Четыре всадника. Четыре конных изваяния стояли посреди дороги, словно дожидаясь, пока Слепой их увидит. Один всадник, тот что сидел на черном коне, поднял над головой руку, взмахнул ею, словно приветствуя. Потом указал пальцем за спину Слепого. Слепой не сразу понял, потом сообразил. Три деревни. Всадник напоминает.
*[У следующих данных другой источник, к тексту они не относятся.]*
Issue #4838, opened 2026-05-12
Bug: Governance delegation has no authentication — any wallet can delegate on behalf of any other


508704820:
## Bug: Governance delegation has no authentication — any wallet can delegate on behalf of any other

**Severity:** Medium-High (Governance)

**File:** `governance/proposals.py`, `delegate_voting_power()` (line 398)

**Description:**
`delegate_voting_power(from_wallet, to_wallet, weight)` accepts any `from_wallet` string without verifying that the caller actually owns that wallet. This means any attacker can delegate voting power from any wallet to themselves.

**Reproduction:**
```python
engine.delegate_voting_power("RTC1VictimWallet", "RTC1AttackerWallet", 1.0)
# Attacker now has 100 delegated weight from victim — no auth check
```

**Impact:**
- Attacker can steal voting power from any wallet
- Multiple fake delegations can stack to dominate governance votes
- Undermines the entire RIP-0006 delegation system

**Expected Fix:**
Add `caller_wallet` parameter and verify `caller_wallet == from_wallet` before creating delegation.

ethever:
Patch PR submitted: https://github.com/Scottcjn/Rustchain/pull/4920

This version makes `caller_wallet` required for `GovernanceEngine.delegate_voting_power()` and rejects mismatched callers before any delegation is recorded. It specifically avoids the `caller_wallet=None` bypass that reviewers flagged on #4841, where the legacy three-argument call still preserved the unauthenticated delegation path.

Validation:
- `git diff --check origin/main...HEAD` -> passed
- `python3 -m py_compile rips/rustchain-core/governance/proposals.py tests/test_governance_delegation_auth.py` -> passed
- `uv run --no-project --with pytest --with flask python -m pytest tests/test_governance_delegation_auth.py -q` -> 3 passed
- `python3 tools/bcos_spdx_check.py --base-ref origin/main` -> OK

Payout wallet / miner ID: `b3a58f80a97bae5e2b438894aa85600cb0c066RTC`

PR #4841, opened 2026-05-12
FIX(#4838): add caller_wallet authentication to delegate_voting_power()

508704820:
## Fix for #4838: Governance delegation has no authentication

**Problem:** `delegate_voting_power(from_wallet, to_wallet, weight)` accepts any `from_wallet` string without verifying that the caller actually owns that wallet. Any attacker can delegate voting power from any wallet to themselves.

**Fix:**
- Added optional `caller_wallet` parameter
- Verify `caller_wallet == from_wallet` before creating delegation
- Raises `ValueError` if caller tries to delegate on behalf of another wallet
- Backward compatible: `caller_wallet` defaults to None (no auth check for existing callers)

### DIFF
--- a/rips/rustchain-core/governance/proposals.py
+++ b/rips/rustchain-core/governance/proposals.py
@@ -401,10 +401,14 @@ class GovernanceEngine:
         to_wallet: str,
         weight: float,
         duration_days: Optional[int] = None,
+        caller_wallet: Optional[str] = None,
     ) -> Delegation:
         """Delegate voting power to another wallet (RIP-0006)."""
         if weight < 0 or weight > 1:
             raise ValueError("Delegation weight must be between 0 and 1")
+        # Authenticate that caller owns the from_wallet
+        if caller_wallet is not None and caller_wallet != from_wallet:
+            raise ValueError(f"Caller {caller_wallet} cannot delegate on behalf of {from_wallet}")
 
         now = int(time.time())
         expires_at = now + (duration_days * 86400) if duration_days else None


saim256 (changes requested):
Thanks for jumping on #4838. I think this still needs changes before it closes the reported auth hole.

1. `caller_wallet` defaults to `None`, and the check only runs when it is not `None`. That means the original vulnerable call still works unchanged:

```python
engine.delegate_voting_power("RTC1VictimWallet", "RTC1AttackerWallet", 1.0)
```

For the bug in #4838, backwards compatibility is the bypass. The fix needs to make an authenticated caller/signature required at the trust boundary, or otherwise remove the unauthenticated path from code that can be reached by users.

2. There is a second Python governance implementation at `rips/python/rustchain/governance.py::delegate_voting_power` that still has no caller/authentication parameter or check. If this package path is still shipped or used by examples/tests, #4838 remains reproducible there even after this patch.

Validation I ran locally:
- `git diff --check origin/main...HEAD -- rips/rustchain-core/governance/proposals.py` -> passed
- `python -m py_compile rips\rustchain-core\governance\proposals.py rips\python\rustchain\governance.py` -> passed
- `rg -n "delegate_voting_power\(" tests rips -g "*.py"` -> only the two implementations, no regression tests covering the unauthenticated bypass

I would expect at least one regression that proves an unauthenticated delegation is rejected, plus parity for whichever governance implementation remains supported.

godd-ctrl (changes requested):
Requesting changes on current head 9ca7e54cbf707b43574feae2db7afe33a32b7877.

The claimed authentication fix is bypassable because caller_wallet defaults to None and the new check only runs when caller_wallet is not None. Any caller that omits the new optional argument can still delegate voting power from an arbitrary from_wallet to itself, which is the original issue this PR is meant to close.

Focused smoke on this head:
- Loaded rips/rustchain-core/governance/proposals.py in a synthetic package context
- Called GovernanceEngine().delegate_voting_power('victim_wallet', 'attacker_wallet', 0.5) without caller_wallet
- Result: unauthenticated delegation accepted victim_wallet attacker_wallet 0.5

Other validation:
- python -m py_compile rips\rustchain-core\governance\proposals.py -> passed
- git diff --check origin/main...HEAD -- rips/rustchain-core/governance/proposals.py -> passed
- rg found no call sites updated to provide caller_wallet; only the signature/check in proposals.py changed

508704820 (commented):
## Code Review: Add caller_wallet Authentication to delegate_voting_power

### Summary
Adds caller_wallet parameter to delegate_voting_power() that verifies the caller owns the from_wallet before delegating voting power. Without this, anyone could delegate any wallet's voting power.

### What Works Well
1. **Critical auth fix**: Prevents unauthorized delegation of other wallets' voting power
2. **Backward compatible**: caller_wallet is Optional — existing callers still work
3. **Clear error message**: "Caller X cannot delegate on behalf of Y"
4. **Simple implementation**: One parameter + one check

### Issues Found

**1. High — caller_wallet=None bypasses authentication entirely**
When caller_wallet is None (the default!), the authentication check is skipped entirely:
```python
if caller_wallet is not None and caller_wallet != from_wallet:
```
This means any caller who doesn't pass caller_wallet can still delegate any wallet's power. The old vulnerable behavior persists for callers that don't update.

This should be a REQUIRED parameter, or the default should reject:
```python
if caller_wallet is None:
    raise ValueError("caller_wallet is required for delegation authentication")
if caller_wallet != from_wallet:
    raise ValueError(f"Caller {caller_wallet} cannot delegate on behalf of {from_wallet}")
```

**2. Medium — No signature verification**
caller_wallet is just a string parameter — anyone can pass any wallet address. Without a cryptographic signature proving ownership of caller_wallet, this is just a polite request, not real authentication.

Consider requiring a signed message:
```python
signature = data.get("signature")
if not verify_signature(caller_wallet, message, signature):
    raise ValueError("Invalid signature for caller_wallet")
```

**3. Low — Delegation weight 0.0 should be rejected**
weight=0.0 is within [0, 1] but creates a meaningless delegation. Consider:
```python
if weight <= 0 or weight > 1:
    raise ValueError("Delegation weight must be between 0 (exclusive) and 1")
```

### Verdict: Request Changes
The authentication bypass via caller_wallet=None is critical. This must be a required parameter or default to rejection.

508704820 (commented):
## Security Review — #4841

### 1. Authentication check is critical and correct
The fix prevents unauthorized delegation — without this, any caller could delegate voting power from any wallet. This is a significant governance security fix.

### 2. caller_wallet is Optional — authentication is bypassable
The parameter is Optional[str] = None, and the check only runs when caller_wallet is not None:
  if caller_wallet is not None and caller_wallet != from_wallet:
This means callers who omit caller_wallet entirely bypass the check. This should be:
  if caller_wallet is None:
      raise ValueError("caller_wallet is required for delegation")
  if caller_wallet != from_wallet:
      raise ValueError(...)

### 3. String comparison for wallet auth is weak
Comparing wallet addresses as strings is susceptible to:
- Case sensitivity issues (RTC addresses may have mixed case)
- Whitespace padding attacks
- Unicode homoglyph attacks

Consider normalizing both addresses before comparison.

### 4. No signature verification
The most secure approach would be to require a cryptographic signature proving the caller owns from_wallet, not just passing the wallet address as a parameter. Any caller can pass any string as caller_wallet.

— Xeophon (security review)

dazer1234 (commented):

Summary: Adding caller_wallet validation moves delegate_voting_power in the right direction.

Findings:
- High: caller_wallet defaults to None, and the auth check only runs when caller_wallet is not None. Existing call sites that omit the new argument still bypass ownership validation entirely. For a security fix, the caller should be required, or the public/unsafe internal entry point should be split so production callers cannot accidentally keep the old behavior.
- Test gap: I do not see a regression test proving omitted caller_wallet is rejected.

Verdict: Needs follow-up before it closes the authorization bug.

jaxint (approved):

loganoe (changes requested):
Changes requested. The new `caller_wallet` parameter defaults to `None`, and the auth check only runs when it is provided:

```
if caller_wallet is not None and caller_wallet != from_wallet:
```

That preserves the original unauthenticated behavior for every existing caller that still invokes `delegate_voting_power(from_wallet, to_wallet, weight)` without the new argument. An attacker can continue delegating on behalf of any `from_wallet` through any path that has not been updated to pass an authenticated caller wallet.

For an auth fix, the function should fail closed: require the caller identity/signature context and reject when it is missing or does not match `from_wallet`, then update all call sites/tests accordingly. Backward compatibility here is the vulnerability.

shuibui (approved):
## Code Review: Good Fix

Approve.

**Verdict: Approve.

TJCurnutte (changes requested):
Requesting changes. The new `caller_wallet` check is optional, so the unauthenticated public method path is still available to callers that omit it.

Validation performed:
- Reviewed the `delegate_voting_power()` diff in `rips/rustchain-core/governance/proposals.py`.
- Ran `python3 -m py_compile rips/rustchain-core/governance/proposals.py`: passed.
- Searched Python call sites for `delegate_voting_power(` on the PR branch; no callers were updated to supply `caller_wallet`.

Why this blocks merge:
- The guard only fires when `caller_wallet is not None`.
- A caller can still call `delegate_voting_power(from_wallet="victim", to_wallet="attacker", weight=1)` with no `caller_wallet` and bypass the new auth check.

Please make authenticated caller identity mandatory at the boundary or require `caller_wallet == from_wallet` with no omitted-auth bypass.

himanalot (changes requested):
Thanks for adding a caller check, but I have to request changes because the unauthenticated path remains fully open.

`caller_wallet` defaults to `None`, and the new check only runs when it is not `None`. That means every existing caller, or any attacker calling `delegate_voting_power(from_wallet, to_wallet, weight)` without the new argument, can still delegate voting power from arbitrary wallets. The PR body even calls this out as backward compatible, but for this security issue backward compatibility preserves the vulnerability.

Please make caller authentication mandatory for mutating delegation, update call sites/API handlers to pass the authenticated wallet, and add regressions showing omitted or mismatched callers are rejected while the owner can delegate.

Scottcjn:

Specifically:
- etc.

Слепой поднял с размокшей земли валявшиеся там деревянные вилы. Шагнул к всадникам.
Черный всадник засмеялся. Он хохотал так, будто увидел нечто смешное. Уморительно смешное. Внезапно оборвав смех, черный всадник дернул коня за узду.
Слепой стоял и смотрел, как четыре всадника растаяли за завесой дождя. Потом оглянулся на то, что было его домом, на мертвую жену.
Сходи в Три деревни, сказал голос. Похвастайся, сказал голос.
Вот и все. Слепой закончил рассказ и замер неподвижно посреди храма. Жители Трех деревень молчали. Молчали и охотники.
Ничего особо нового в сожженных Хуторах для охотников не было – дело житейское. Иногда охотникам даже начинало казаться, что все эти деревни и выселки, собственно, созданы для таких вот катастроф. Потому-то сами охотники, подумывая о выходе на покой, о житье в деревне и не помышляли.
Сами посудите, движется вооруженный отряд, жрать хочется, по девкам, опять же, соскучились с прошлой недели, а тут – десяток хибар, запах домашней еды, кудахтанье кур... Ну как тут не разнести все эти халабуды? А уж после этого – красный петух. Как положено.
Сам отряд Ловчего так не развлекался, но не потому, что состоял из гуманистов. Ловчий за такими делами следил строго, и без особой причины подобных развлечений не допускал.
Смутила охотников вовсе не гибель людей и домов. И даже не то, что прозрел этот самый Слепой.
Тоже мне чудо, подумали одновременно Левша, Стук... да все охотники одновременно и подумали. А вот то, что четыре всадника – всего четыре – так ладно со всем управились, – это да. Это действительно необычно. Это пажу из замка можно повесить на уши все что угодно о рыцарском превосходстве над простым селянином. О том, как один конник в полном вооружении может до завтрака разогнать сотню пейзан, а после обеда вырубить еще сотни полторы.
Слов нет, кольчуга и шлем, да щит, да поножи с латными перчатками – вещи полезные, но если по всему этому богатству вломить, скажем, цепом, то... Или вот вилы с косами. Лошади ноги подрезать, а потом дрекольем...
Конным лезть в деревню – смерть и глупость. Нет, проскочить весело, бросая факелы и цепляя мечом неудачников – можно. Но...
А тут, на Хуторах, если не врет Слепой, четверо аккуратно вырезали всех. Твою мать, подумал Левша. Остальные охотники также подумали нечто подобное, каждый по-своему, но очень похоже.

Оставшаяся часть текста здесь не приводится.